Most recently, the development of therapeutics focused on pre-exposure prophylaxis, especially as new strains of SARS-CoV-2 cause concern over vaccine efficacy toward these newer strains. The combination of tixagevimab plus cilgavimab (Evusheld) monoclonal antibody is the only therapeutic with EUA for pre-exposure prophylaxis and is limited for use in individuals who have not been exposed to COVID-19 but are immunocompromised or who cannot receive COVID-19 vaccination [67]. As new variants continue to emerge, there exists a need for continued research into additional monoclonal antibodies for outpatient COVID-19 treatment and prevention. Specifically, research focuses on creating antibodies against conserved epitopes on the SARS-CoV-2 virus. Moreover, studies involving cocktail combinations of monoclonal antibodies were proposed, aiming to target multiple sites on the SARS-CoV-2 virus [68]. Additionally, further studies are needed to identify biomarkers for treatment initiation and monitoring for an optimal dose and timing of treatment. Though many therapeutics were granted EUA by the FDA, no treatment to date serves as cure, largely due to the constant mutation of SARS-CoV-2 viruses. Vaccines against SARS-CoV-2 are our best defense against continued morbidity and mortality, routinely showing in clinical studies that vaccination reduces risk of hospitalization and severe disease. Despite this, many individuals remain unvaccinated, worldwide. Therefore, continued efforts are needed by healthcare providers to reinforce preventive measures and encourage mass vaccination.

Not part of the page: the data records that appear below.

PR #2607, opened 2025-08-09
[chore] Introduce additional requirement levels #2601

### LINKED ISSUE #2601: Improve consistency in migrating to new semconv
We should introduce a new attribute requirement level of migrate to indicate when an attribute should be migrated to a replacement.

To go alongside this change the attributes requirement doc should be updated to include this new level.

Key points in description would be:
- Stable instrumentations should continue emitting unless opted not to via exclusion or env variable
- unStable instrumentations should not continue emitting unless opted to via inclusion or env variable
- Can be removed from stable upon major version bump
- Can be removed from unstable upon bumping of deployment level

thompson-tomo:
Fixes #2601

## Changes

This defines 2 new attribute requirement levels migrate & remove which is used in conjunction with deprecations. With this change we can now see which attributes should be removed and which ones are needing to be migrated.

Note this is also needed for potential code generation as we are needing a way to support side by side.


docs/general/attribute-requirement-level.md
```diff
@@ -112,6 +120,75 @@ particularly expensive to retrieve or might pose a security or privacy risk.
...
+
+The type of instrumentation helps to determine how the attribute should be handled, see below.
+
+### Stable Instrumentation
+
+Should continue emitting the attribute unless:
+
+* User has set the domain ie `database` via the `OTEL_SEMCONV_STABILITY_OPT_IN` environment variable.
+* User has excluded the attribute via explicit configuration
+* The instrumentation bumps it's major version but will continue providing security patches for
```
KalleOlaviNiemitalo: "its" without apostrophe.

docs/general/attribute-requirement-level.md
```diff
@@ -112,6 +120,75 @@ particularly expensive to retrieve or might pose a security or privacy risk.
...
+designed to help support a allowing for a phased rollout of the stable semantic conventions.
+Under no circumstances should this attribute be added to an existing instrumentation.
+
+The type of instrumentation helps to determine how the attribute should be handled, see below.
+
+### Stable Instrumentation
+
+Should continue emitting the attribute unless:
+
+* User has set the domain ie `database` via the `OTEL_SEMCONV_STABILITY_OPT_IN` environment variable.
```
KalleOlaviNiemitalo: "e.g." seems more appropriate than "ie", as "database" is an example.

Also applies to the "long-term unstable" section below.

docs/general/attribute-requirement-level.md
```diff
@@ -112,6 +120,75 @@ particularly expensive to retrieve or might pose a security or privacy risk.
 These should therefore only be enabled explicitly by a user making an informed
 decision.
 
+## Migrate
+
+The migrate requirement level is reserved for deprecated attributes and is
+designed to help support a allowing for a phased rollout of the stable semantic conventions.
```
KalleOlaviNiemitalo: Is a word missing near "a allowing"?

docs/general/attribute-requirement-level.md
```diff
@@ -112,6 +120,75 @@ particularly expensive to retrieve or might pose a security or privacy risk.
...
+* User has excluded the attribute via explicit configuration
+* The instrumentation bumps it's major version but will continue providing security patches for
+the previous major version for at least 6 months.
+
+Removal can occur when the major version is bumped provided previous major version will/has received 6 months of security patches from the time the replacement attribute is introduced.
+
+### Long-term Unstable Instrumentation
+
+> [!NOTE]
+> Example's of long term unstable instrumentation, would be the OpenTelemetry Contrib packages as
```
KalleOlaviNiemitalo: "Examples" without an apostrophe.

docs/general/attribute-requirement-level.md
```diff
@@ -112,6 +120,75 @@ particularly expensive to retrieve or might pose a security or privacy risk.
...
+Under no circumstances should this attribute be added to an existing instrumentation.
+
+The type of instrumentation helps to determine how the attribute should be handled, see below.
+
+### Stable Instrumentation
+
+Should continue emitting the attribute unless:
+
+* User has excluded the attribute via explicit configuration
+* The instrumentation bumps it's major version but will continue providing security patches for
```
KalleOlaviNiemitalo: "its" without an apostrophe.

docs/general/attribute-requirement-level.md
```diff
@@ -112,6 +120,76 @@ particularly expensive to retrieve or might pose a security or privacy risk.
 These should therefore only be enabled explicitly by a user making an informed
 decision.
 
+## Migrate
```
jsuereth: This is an interesting concept.  I believe we were more thinking for things like this there would be a "major version release" that would have its own sub-migration, vs piecemeal / fine-grained migration.

Curious what other @open-telemetry/specs-semconv-maintainers + @open-telemetry/weaver-maintainers think there.

thompson-tomo: This approach focuses on improving the rendering of deprecated attributes by explaining what to do with them but more significantly reduces the ambiguity in the current solution. You could still have tagged releases with sub-migration.

docs/messaging/azure-messaging.md
```diff
@@ -63,8 +63,11 @@ The following additional attributes are defined:
...
 | [`messaging.message.conversation_id`](/docs/registry/attributes/messaging.md) | string | Message [correlation Id](https://learn.microsoft.com/azure/service-bus-messaging/service-bus-messages-payloads#message-routing-and-correlation) property. | `MyConversationId` | `Recommended` | ![Development](https://img.shields.io/badge/-development-blue) |
 | [`messaging.message.id`](/docs/registry/attributes/messaging.md) | string | A value used by the messaging system as an identifier for the message, represented as a string. | `452a7c7c7c7048c2f887f61572b18fc2` | `Recommended` If span describes operation on a single message. | ![Development](https://img.shields.io/badge/-development-blue) |
+| [`messaging.message.payload_compressed_size_bytes`](/docs/registry/attributes/messaging.md) | int | The compressed size of the message payload in bytes. [10] | `2048` | `Remove` | ![Deprecated](https://img.shields.io/badge/-deprecated-red)<br>Obsoleted. |
```
lmolkova: this approach prioritizes migration over greenfield instrumentation - for the latter it pollutes conventions with attributes instrumentation does not need to know about. I'd rather prioritize greenfield development and keep conventions clean

docs/general/attribute-requirement-level.md
lmolkova: it does not look like a real requirement level - it does not appear in the yaml schema and is not visible to code generation. I don't suggest to make it a requirement level though.

The goal seems to be to 
- render a 'past' version of conventions 
- provide migration instructions

That's what we're trying to do with [migration guides](https://github.com/open-telemetry/semantic-conventions/blob/main/docs/non-normative/db-migration.md). 

I'd be happy to see them automated (it's possible now) and separate from the general conventions which tell how telemetry should look following the current version and nothing else.

docs/messaging/azure-messaging.md
thompson-tomo: Actually it is all about making it easy for a user by providing a single spot to view the attributes rather than having to browse through many different versions to determine if it is even a valid attribute. What has now been done is de-emphasised them by splitting them into seperate tables which provides additional benefits.

docs/general/attribute-requirement-level.md
thompson-tomo: Ok, based on that feedback i have changed it from a requirement level to a deprecation action which is now rendered in a separate table and requirement levels are not being touched.

The goal is to provide a single spot for a user to go to get an explaination of the attributes on their traces, metrics etc without needing to jump through many different documents. It can be used by new contributors to oss projects to know quickly know which attributes are from the spec and which one's have been added by other developers not following the spec.

It also helps to address the ambguity in how to update the signal definition being emitted when wanting to follow the published guidance which is especially important when the definitions being updated to are still not stable. Hence the clear definition of the actions.

As it currently stands if you were wanting to update an elasticsearch instrumentation to the latest spec from pre < 1.20 you end up in a massive grey area as:
- the migration guide says the OTEL_SEMCONV_STABILITY_OPT_IN variable is only when migrating to stable, 
- the elasticsearch page has no warning on it and is defined as experimental, 
- the database span page has a warning that you need the variable if upgrading from <= 1.24 so you could upgrade to 1.25 (also not stable) using the variable for the changed attributes but that introduces new grey area. Then any subsequent updates if not changing to a stable definition you don't need the stability opt in variable to control them.

With the approach here you can see which attributes need to be controlled via the stability environment variable, which one's dont and how the instrumentation stability impacts the behaviour.

The migration guide seems alot more like a changelog/revision history when you read it.

lmolkova: we can shape migration guides to provide any details.

with this proposal, we'd have more confusion:
- current and previous versions of semconv in the same page
- all previous versions squashed together into 'past attributes'
- no details on non-attribute parts of the past versions.

I don't see how it reduces any ambiguity around elasticsearch - it does not even change anything on its page. If there is a problem there, we better address it first without introducing new notions.

With current state in main:
- users can check past version via tags, e.g. https://github.com/open-telemetry/semantic-conventions/tree/v1.36.0. They should have schema-url in their telemetry to tell them which version they are in
- users can check the current version on main
- they can read the migration guide to learn how to get from version vPast to vCurrent and explore which attributes were used by the conventions in the past.

What I'm still suggesting is to build a better vision on what's included in the migration guides and automate their  generation instead of squashing them into one page in actual conventions. 

I would support adding a link to migration guide from the 'actual' semconv page

thompson-tomo: No where has it been stated by me that this would remove the migration guides, in fact I stated you could still have them.

> all previous versions squashed together into 'past attributes'

This is No different to what you have now in migration guide for db for example. 

> no details on non-attribute parts of the past versions.

Migration Guide could & would still exist to cover those additional things.

> I don't see how it reduces any ambiguity around elasticsearch - it does not even change anything on its page.

That's because the signals don't currently contain the past attributes which would need for codegen etc. Once they are added to the model, the docs get updated. I have only added a couple of attributes to verify it

> If there is a problem there, we better address it first without introducing new notions.

It is a general problem which can be reproduced across the conventions and not restricted to the db namespace, but also applies to messaging etc.

> They should have schema-url in their telemetry to tell them which version they are in

I have never encountered the schema-url being set in the implementations i have seen.

> What I'm still suggesting is to build a better vision on what's included in the migration guides and automate their generation instead of squashing them into one page in actual conventions.

I agree with automating and improving the migration guides but I don't see it as an either or scenario but rather they complement each other. As such I would like to see both of them with the deprecation actions also appearing in the migration guides as a way to describe how to make the upgrade as that is where the grey area is.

In addition to the development of novel therapeutics, research focuses on identifying and minimizing the long-term complications of COVID-19 infection, including post-intensive care syndrome and recovery of chronic organ failure. Currently, the CDC and NIH have partnered to create the RECOVER initiative, a nation-wide study to learn about the long-term effects of COVID-19 in the United States.

A wealth of knowledge was generated over the course of the COVID-19 pandemic. Currently, large databases exist, allowing both healthcare providers and the public to access the most up-to-date information regarding COVID-19 treatments and drug trials. One such database is the COVID-19 Drug Repository, which includes clinical trial data, as well as drug specific molecular data for therapeutics developed around the world [69]. This database contains about 460 drugs, 184 which are approved for use and an additional 384 which are currently being investigated. By providing both approved and investigational drugs, this database aims to link drugs to PubMed and related research sources for easier information mining. The DockCoV2 drug database, created by Chen et al. and approved by both the FDA and the Taiwan National Health Insurance (NHI), aims to speed up drug discovery by predicting the binding affinity of drugs to seven key viral proteins known to function in viral replication and spread [70]. This database also provides information about drug activity against the SARS and MERS viruses. Currently, this database contains 3109 drugs. Lastly, the COVIDrugNet provides a database of ongoing drug research, intending to aid researchers in finding relevant drug trial studies [71]. Furthermore, this database provides information on drug structure and molecular target(s). In addition to these large databases, online drug literature and data platforms, such as LitCovid hub and DrugBank, are currently in existence, also allowing for easier data gathering [71,72]. As the COVID-19 pandemic continues, large databases such as these are a valuable asset, facilitating information sharing and global collaboration, with the goal of using existing knowledge to create newer therapeutic and preventive strategies against the SARS-CoV-2 virus.